■ Exercise ■
Using the data below, please return every line exactly as given.

Dataset records:
▬▬▬▬▬▬

Issue #2846, opened 2017-02-27
Describe language fallback behavior


ryanbrandenburg:
The [localization](https://docs.microsoft.com/en-us/aspnet/core/fundamentals/localization) docs don't mention how we do language fallback for resources, we might want to include a short blurb about that behavior.

Rick-Anderson:
@ryanbrandenburg  can you send me a paragraph on that and I'll get it added.

Rick-Anderson:
@ryanbrandenburg can you send me a paragraph on that and I'll get it added.

PR #5041, opened 2017-12-19
Mention culture fallback

rachelappel:
#2846


rachelappel:
@Rick-Anderson  This paragraph on culture fallback was in there already, but was worth splitting up as its own small section, given the request in #2846.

▬▬▬▬▬▬

■ Task response ■
Issue #2846, opened 2017-02-27
Describe language fallback behavior


ryanbrandenburg:
The [localization](https://docs.microsoft.com/en-us/aspnet/core/fundamentals/localization) docs don't mention how we do language fallback for resources, we might want to include a short blurb about that behavior.

Rick-Anderson:
@ryanbrandenburg  can you send me a paragraph on that and I'll get it added.

Rick-Anderson:
@ryanbrandenburg can you send me a paragraph on that and I'll get it added.

PR #5041, opened 2017-12-19
Mention culture fallback

rachelappel:
#2846


rachelappel:
@Rick-Anderson  This paragraph on culture fallback was in there already, but was worth splitting up as its own small section, given the request in #2846.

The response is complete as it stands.